What is being asked: Set down all of the records exactly, leaving none out.

── Information provided

PR #1302, opened 2020-02-20
FIX: regression in validating the per_step signature for 1d case

### LINKED ISSUE #1295: Old per_step scans now invalid
`per_step` scans have closely regulated signatures. The regulator changed.

## Expected Behavior

per_step scans that worked in `bluesky=1.5.5` should work in `bluesky=1.6.0` or have clear instructions to upgrade

## Current Behavior

The signatures of `one_nd_step` and `one_1d_step` were changed, but these signatures are being used to check if a user's `per_step` function is valid. https://github.com/bluesky/bluesky/blob/feb8e7951276be3fe7714035faf8756a5fb1f4f1/bluesky/plans.py#L922-L944 

Note how the error message states the old signature, but the code requires the new one.

## Possible Solution

Either the error message should be changed to reflect the new signature, or the old signature should still be valid.

1. Run any scan with a previously-working per_step arg

## Context

I want to upgrade to `bluesky=1.6.0` when available

## Your Environment

`bluesky=1.6.0rc4` installed in dev mode

tacaswell:
closes #1295

Fixes a regression in how we validate the per_step functions

Added tests of both passing and failing signatures

### DIFF
--- a/bluesky/plans.py
+++ b/bluesky/plans.py
@@ -1,6 +1,6 @@
 import sys
 import inspect
-from itertools import chain
+from itertools import chain, zip_longest
 from functools import partial
 
 from collections import defaultdict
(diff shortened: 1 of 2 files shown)


danielballan:
New tests fail.

tacaswell:
```

E           AssertionError: Pattern
'per_step must be a callable with the signature <Signature (detectors, step, pos_cache)> or <Signature (detectors, motor, step)>.' not found in
'per_step must be a callable with the signature <Signature (detectors, step, pos_cache)> or <Signature (detectors, motor, step)>.'
```

sigh.

tacaswell:
Lets see if that works any better.

tacaswell:
The missing lines in the patch are the never-run bodies of the dead functions...

klauer:
So for this to work, is it required for the parameters in our per_step functions to have the exact names `['detectors', 'motor', 'step']`?

danielballan:
Yes, but that has always been true.

klauer:
Interesting - I (obviously) didn't recall that...

danielballan:
We checked for exactly signature equality.

https://github.com/bluesky/bluesky/blob/75bb50d4116560851bafe663d2a227348808701e/bluesky/plans.py#L717-L721

This is more relaxed because it allows for `per_step` to have additional optional parameters, which we will ignore.

danielballan:
Looks like we introduced the strict checking in v1.2.0 when `one_nd_step` and `one_1d_step` were unified. Before 1.2.0 there was no signature check.

klauer:
@danielballan I believe you 😄 - I just didn't remember that.

tacaswell:
I was also surprised, but went with preserving as much of the same functionality as before.

This may still be a bit _too_ permissive, but you will have to be obtuse to run into those issues.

────

Response to this exercise:
PR #1302, opened 2020-02-20
FIX: regression in validating the per_step signature for 1d case

### LINKED ISSUE #1295: Old per_step scans now invalid
`per_step` scans have closely regulated signatures. The regulator changed.

## Expected Behavior

per_step scans that worked in `bluesky=1.5.5` should work in `bluesky=1.6.0` or have clear instructions to upgrade

## Current Behavior

The signatures of `one_nd_step` and `one_1d_step` were changed, but these signatures are being used to check if a user's `per_step` function is valid. https://github.com/bluesky/bluesky/blob/feb8e7951276be3fe7714035faf8756a5fb1f4f1/bluesky/plans.py#L922-L944 

Note how the error message states the old signature, but the code requires the new one.

## Possible Solution

Either the error message should be changed to reflect the new signature, or the old signature should still be valid.

1. Run any scan with a previously-working per_step arg

## Context

I want to upgrade to `bluesky=1.6.0` when available

## Your Environment

`bluesky=1.6.0rc4` installed in dev mode

tacaswell:
closes #1295

Fixes a regression in how we validate the per_step functions

Added tests of both passing and failing signatures

### DIFF
--- a/bluesky/plans.py
+++ b/bluesky/plans.py
@@ -1,6 +1,6 @@
 import sys
 import inspect
-from itertools import chain
+from itertools import chain, zip_longest
 from functools import partial
 
 from collections import defaultdict
(diff shortened: 1 of 2 files shown)


danielballan:
New tests fail.

tacaswell:
```

E           AssertionError: Pattern
'per_step must be a callable with the signature <Signature (detectors, step, pos_cache)> or <Signature (detectors, motor, step)>.' not found in
'per_step must be a callable with the signature <Signature (detectors, step, pos_cache)> or <Signature (detectors, motor, step)>.'
```

sigh.

tacaswell:
Lets see if that works any better.

tacaswell:
The missing lines in the patch are the never-run bodies of the dead functions...

klauer:
So for this to work, is it required for the parameters in our per_step functions to have the exact names `['detectors', 'motor', 'step']`?

danielballan:
Yes, but that has always been true.

klauer:
Interesting - I (obviously) didn't recall that...

danielballan:
We checked for exactly signature equality.

https://github.com/bluesky/bluesky/blob/75bb50d4116560851bafe663d2a227348808701e/bluesky/plans.py#L717-L721

This is more relaxed because it allows for `per_step` to have additional optional parameters, which we will ignore.

danielballan:
Looks like we introduced the strict checking in v1.2.0 when `one_nd_step` and `one_1d_step` were unified. Before 1.2.0 there was no signature check.

klauer:
@danielballan I believe you 😄 - I just didn't remember that.

tacaswell:
I was also surprised, but went with preserving as much of the same functionality as before.

This may still be a bit _too_ permissive, but you will have to be obtuse to run into those issues.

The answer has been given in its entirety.